Wilmington actor Myke Holmes has been appearing in films and on TV for many years now. But one of his most recent roles has him sharing the screen with one of the best-known stars in the universe: Sylvester Stallone.
Technically speaking, however, “My character’s dead body was in the same scene as him,” Holmes said, laughing. “But not me personally.”
Leading up to that scene, Holmes plays the small but key role of the no-nonsense Inspector Leery in Stallone’s series “Tulsa King,” which airs on the Paramount+ streaming service. Shot in Atlanta, the show stars Stallone as mob boss Dwight Manfredi, who’s starting a new criminal enterprise (beneath the “legit” facade of a distillery) with his family in Oklahoma after serving a 25-year prison stint.
Wilmington actor Myke Holmes plays Inspector Leery in season three, episode five of “Tulsa King.”
In the fifth episode of the show’s third season, titled “On the Rocks,” Holmes’ health inspector character is sent by a well-connected rival distiller to shut down a fancy event launching a new bourbon.
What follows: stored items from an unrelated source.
PR #81, opened 2020-08-04
Fix game

EmmaWenzel:
Change the game id to be gotten by the getGame function instead of being stored in the entity as a property

### DIFF
--- a/src/test/java/com/google/plantasy/GameTest.java
+++ b/src/test/java/com/google/plantasy/GameTest.java
@@ -76,7 +76,7 @@ public final class GameTest {
         try{
             datastore_game_entity = datastore.get(KeyFactory.stringToKey(game.getGameId()));
         }catch(Exception e){
-            Assert.assertEquals(game.getGameId(), KeyFactory.keyToString(datastore_game_entity.getKey()));
+            Assert.fail("Entity not found error thrown unexpectedly");
         }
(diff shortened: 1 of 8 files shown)


src/test/java/com/google/plantasy/GameTest.java
```diff
@@ -69,12 +68,16 @@ public void SetsGameEntityCorrectly() {
...
 
-        Entity datastore_game_entity = UserUtils.getEntityFromDatastore("Game", "gameId", game.getGameId(), datastore);
-        Assert.assertEquals(game.getGameId(), datastore_game_entity.getProperty("gameId"));
+        Entity datastore_game_entity = null;
+        try{
+            datastore_game_entity = datastore.get(KeyFactory.stringToKey(game.getGameId()));
+        }catch(Exception e){
+            Assert.assertEquals(game.getGameId(), KeyFactory.keyToString(datastore_game_entity.getKey()));
+        }
+        Assert.assertEquals(game.getGameId(), KeyFactory.keyToString(datastore_game_entity.getKey()));
```
devonwasson, line 81: I'm a bit confused by these two asserts. It looks like they do the same thing. Do we need both of them? Is one more important than the other? Do we expect an exception to be thrown? If we expect an exception, we should test for that explicitly.

EmmaWenzel: Switched the first Assert to fail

Leery bigfoots his way into the Manfredi family’s “barrel room” before coming to an ignominious end, which is where Stallone comes in to offer advice on how to clean up the mess.
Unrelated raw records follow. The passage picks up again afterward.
PR #84, opened 2020-08-04
Added login + logout functionality between pages

hannahsalameh:
(Basically splits loginScript.js into 2) Adds calls to the login and logout functions as well. 

Also, moved web.xml to its correct location as well as the images folder.


src/main/webapp/loggedin/logout.js
```diff
@@ -0,0 +1,30 @@
...
+document.addEventListener('DOMContentLoaded', (event) => {
+    var usernameElem = document.getElementById("username");
+    if(usernameElem){
+        usernameElem.innerHTML = localStorage.getItem("username");
+    }
+});
+ 
+//signs out of the page
+function signOut() {
+    //log out page --> DOESNT RUN FOR SOME REASON??
```
devonwasson, line 11: is this comment still relevant?

src/main/webapp/loggedin/logout.js
```diff
@@ -0,0 +1,30 @@
...
+ 
+    //log out google
+  gapi.load('auth2', function() {
+       gapi.auth2.init({
+         client_id: '610251294652-9ojdhjhh8kpcdvdbmrvp9nkevgr2n2d8.apps.googleusercontent.com'
```
devonwasson, line 16: I don't think we want this key to be stored here...

src/main/webapp/loginScript.js
```diff
@@ -1,50 +1,22 @@
...
-    }).then(function(auth2){
-        auth2.signOut();
-        localStorage.removeItem("username");
-        window.location = "login.html";
-    });
-  });
-}
-
-//current method to check sign in
-function checkSignIn(){
```
devonwasson, line 40: don't we still nee the checkSignIn() function?

hannahsalameh: no, this has been replaced with the filter and session ID method of checking pages

src/main/webapp/loggedin/logout.js
hannahsalameh: oh shoot yea ur right

src/main/webapp/loggedin/logout.js
```diff
@@ -8,12 +8,12 @@ document.addEventListener('DOMContentLoaded', (event) => {
...
 //signs out of the page
 function signOut() {
-    //log out page --> DOESNT RUN FOR SOME REASON??
+    var api_token = getToken();
  
     //log out google
   gapi.load('auth2', function() {
        gapi.auth2.init({
-         client_id: '610251294652-9ojdhjhh8kpcdvdbmrvp9nkevgr2n2d8.apps.googleusercontent.com'
+         client_id: api_token
```
devonwasson: I would just combine lines 11 and 16.

Issue #562, opened 2018-05-28
[Design] De-embedding ALUR and Friends


Mornix:
## Rationale
Drasil knows too much about `AssumpChunk`, `ReqChunk`, and `Changes`. This propagates through most of the Language. This should be abstracted away.

### Introduction
This proposal is considering three different chunks: `AssumpChunk`, `ReqChunk`, and `Change`(Chunk), with primary design being driven by `AssumpChunk`.

### `AssumpChunk` Definition
```haskell
data AssumpChunk = AC 
    { _aid :: String
    , assuming :: Sentence
    , _refName :: RefName -- HACK for refs?. No spaces/special chars allowed
    , _attribs :: Attributes
    }
```
Where `aid` becomes the `uid` for `HasUID`.
`assuming` is the assumption.
`refName` is used to allow "links" to the assumption.
`attribs` is used to store a list of `Attributes`. This field is going to be largely ignored in its current state because of its removal (#537), and instead `shortname` will be considered as that is all `attribs` is used for in these chunks. 
`shortname` is the displayed text that is hyperlinked in the resulting document.

### Similarities
Both `ReqChunk` and `Change` contain similar fields as `AssumpChunk`, however both add a "switch" to toggle functional/nonfunctional and likely/unlikely respectively.

### Field Uses
To make this cleaner, the "switch" fields are going to be ignored from `ReqChunk` and `Changes`, and common names will be introduced for the remaining fields for the rest of this document.

#### Fields
`id` = `aid` (`AssumpChunk`), `id` (`ReqChunk`), `id` (`Changes`)
`body` = `assuming` (`AssumpChunk`), `requires` (`ReqChunk`), `chng` (`Changes`)
`refName` is named the same across all three.
`shortname` is an adaptation of `Attributes` across all three.

#### High Level Use
`id` is used both to implement `HasUID` and equality of chunks.
`body` stores a `Sentence` which becomes the "body" of the generated output.
`refName` becomes the hyperlink the backends use to reference a given chunk. There are restrictions on this field as indicated by the comment in the `AssumpChunk` definition above.
`shortname` becomes the text which `refName` will hyperlink.

#### `AssumpChunk`
`id` and `refName` seem to always be instantiated to the same value.
[...]

PR #571, opened 2018-05-31
Change instances of String to UID.

Mornix:
This pull request makes progress towards Issue #562, specifically the first bullet point outlined by @JacquesCarette in [comment 6](https://github.com/JacquesCarette/Drasil/issues/562#issuecomment-393544664).


Mornix:
Oops, missed reverting those. Good catch!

Holmes, who teaches acting full-time in the University of North Carolina Wilmington’s Department of Theatre, said if he was asked to “play dead” for other roles, “Normally I might say, ‘Are you sure you need me?’ But this time I really wished I could’ve been there, even if I could’ve just shaken (Stallone’s) hand.”
Growing up in Western North Carolina, Holmes said, Stallone’s “Rambo” movie “was a big one for my brothers and I.”
One behind-the-scenes tidbit on Holmes’ “Tulsa King” role: He said he had a beard when he auditioned, but was told to shave it off after he got the part. But when he showed up on set to do his scenes, “The director was like, ‘What happened to the beard?'”
The show’s crew then had to glue a bunch of hair to his face for his scenes, marking a first for the Wilmington actor.
“I’d never had a fake beard before,” Holmes said.
Holmes also appears in a new movie released Nov. 7, “Christy,” starring Sydney Sweeney (“Pretty Little Liars,” “The White Lotus”) as former female professional boxer Christy Martin. Holmes plays the lawyer of Martin’s abusive husband, Jim, portrayed by the actor Ben Foster.
“Christy” shot in Charlotte, and reunited Holmes with Wilmington’s Chad Keith (the fifth “Scream” movie, “Loving”), who is the film’s production designer, and former Wilmington actor and filmmaker Jonathan Guggenheim, with whom Holmes appeared in low-budget locally made indie comedy “Lightning Salad Moving Picture” in 2008.
In “Tulsa King,” Holmes said he got to work with fellow UNCW graduate Anna Bourne, who is the show’s costume supervisor.
Holmes has a long list of credits to his name, from TV’s “Under the Dome,” One Tree Hill,” “Hightown” and “The Walking Dead” to such movies as “The Longest Ride.”
In HBO Max series “The Staircase,” based on the famous case of Michael Peterson, the Durham writer accused of killing his wife, Holmes played Duane Deaver, an FBI agent fired in 2011 for fabricating evidence.
Holmes also appeared as “Bill” in a recent ad campaign for the Harris Teeter grocery store, playing a fan of savings who’s attracted an unwanted cult of green-shirted followers awed by Bill’s next-level thrift.
He’s not only a Bill: Meet the UNC Wilmington professor behind a Harris Teeter ad campaign
Aside from a stint in Illinois for graduate school, Holmes has been in Wilmington since 2001, when he began attending UNCW as an undergraduate. He started out doing plays (“Boy’s Life”) and independent films and has been a professor at UNCW since 2008.
Holmes lives in Wilmington with his wife, Lindsey, and their children, 11-year-old twin girls Charlotte and Francie, and a 10-year-old boy Lincoln.